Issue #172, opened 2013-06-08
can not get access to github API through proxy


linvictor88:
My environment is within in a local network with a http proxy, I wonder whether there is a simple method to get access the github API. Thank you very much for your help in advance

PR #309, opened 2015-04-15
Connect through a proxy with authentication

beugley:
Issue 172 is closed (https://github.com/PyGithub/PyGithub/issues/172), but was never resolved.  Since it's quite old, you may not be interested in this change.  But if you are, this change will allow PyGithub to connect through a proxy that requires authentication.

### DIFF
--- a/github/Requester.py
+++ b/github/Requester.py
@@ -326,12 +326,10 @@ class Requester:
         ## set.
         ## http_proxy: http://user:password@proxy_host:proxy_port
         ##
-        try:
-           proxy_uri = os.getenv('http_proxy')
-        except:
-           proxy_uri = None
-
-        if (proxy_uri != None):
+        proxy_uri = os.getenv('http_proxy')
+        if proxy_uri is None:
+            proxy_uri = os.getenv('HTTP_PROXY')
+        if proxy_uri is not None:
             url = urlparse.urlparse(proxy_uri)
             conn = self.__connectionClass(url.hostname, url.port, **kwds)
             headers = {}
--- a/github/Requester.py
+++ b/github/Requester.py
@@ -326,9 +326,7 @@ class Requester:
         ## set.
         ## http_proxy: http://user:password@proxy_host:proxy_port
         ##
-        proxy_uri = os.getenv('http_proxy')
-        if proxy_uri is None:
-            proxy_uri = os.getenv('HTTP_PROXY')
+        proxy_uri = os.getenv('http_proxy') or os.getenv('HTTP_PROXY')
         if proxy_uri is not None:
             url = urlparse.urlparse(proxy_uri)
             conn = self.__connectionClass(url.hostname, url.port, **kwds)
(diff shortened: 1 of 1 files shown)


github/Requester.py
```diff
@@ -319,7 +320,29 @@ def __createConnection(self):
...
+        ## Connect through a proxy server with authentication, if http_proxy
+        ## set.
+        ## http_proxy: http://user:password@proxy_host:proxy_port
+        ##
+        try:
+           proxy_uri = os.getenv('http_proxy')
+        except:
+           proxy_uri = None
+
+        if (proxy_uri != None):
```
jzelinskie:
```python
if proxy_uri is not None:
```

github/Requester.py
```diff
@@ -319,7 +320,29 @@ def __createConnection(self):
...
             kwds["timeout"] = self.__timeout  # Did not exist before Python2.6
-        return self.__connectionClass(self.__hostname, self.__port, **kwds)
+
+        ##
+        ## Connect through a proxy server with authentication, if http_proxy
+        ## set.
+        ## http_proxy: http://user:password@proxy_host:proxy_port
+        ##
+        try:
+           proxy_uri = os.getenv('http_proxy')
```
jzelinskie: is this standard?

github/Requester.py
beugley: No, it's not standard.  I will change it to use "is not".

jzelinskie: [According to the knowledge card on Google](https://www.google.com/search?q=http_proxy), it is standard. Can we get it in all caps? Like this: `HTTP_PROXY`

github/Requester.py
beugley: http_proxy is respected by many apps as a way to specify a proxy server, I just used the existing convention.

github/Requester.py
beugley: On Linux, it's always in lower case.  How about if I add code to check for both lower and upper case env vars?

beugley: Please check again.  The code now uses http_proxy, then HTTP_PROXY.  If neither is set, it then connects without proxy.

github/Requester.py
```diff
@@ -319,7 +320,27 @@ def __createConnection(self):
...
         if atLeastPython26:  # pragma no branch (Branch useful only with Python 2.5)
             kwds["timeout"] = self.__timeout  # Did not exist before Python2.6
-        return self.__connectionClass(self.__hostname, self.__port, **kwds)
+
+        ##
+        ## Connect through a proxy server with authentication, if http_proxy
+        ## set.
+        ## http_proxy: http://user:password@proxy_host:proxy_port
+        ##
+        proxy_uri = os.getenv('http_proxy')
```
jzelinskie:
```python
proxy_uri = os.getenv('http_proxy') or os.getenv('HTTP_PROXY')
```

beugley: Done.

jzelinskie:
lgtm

...

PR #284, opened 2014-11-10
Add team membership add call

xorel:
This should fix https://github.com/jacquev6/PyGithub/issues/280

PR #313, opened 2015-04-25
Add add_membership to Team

...

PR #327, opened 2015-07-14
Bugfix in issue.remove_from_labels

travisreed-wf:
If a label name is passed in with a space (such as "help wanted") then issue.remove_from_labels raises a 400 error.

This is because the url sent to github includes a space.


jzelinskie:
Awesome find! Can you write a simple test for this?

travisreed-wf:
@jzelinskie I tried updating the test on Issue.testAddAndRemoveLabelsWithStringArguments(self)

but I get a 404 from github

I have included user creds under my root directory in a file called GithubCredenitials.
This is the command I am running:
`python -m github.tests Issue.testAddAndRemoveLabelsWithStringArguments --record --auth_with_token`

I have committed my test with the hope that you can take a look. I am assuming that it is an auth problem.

_What you are asked to do_: Lines containing the word "check" are to be pulled from the records and copied.

_Task response_:
beugley: On Linux, it's always in lower case.  How about if I add code to check for both lower and upper case env vars?
beugley: Please check again.  The code now uses http_proxy, then HTTP_PROXY.  If neither is set, it then connects without proxy.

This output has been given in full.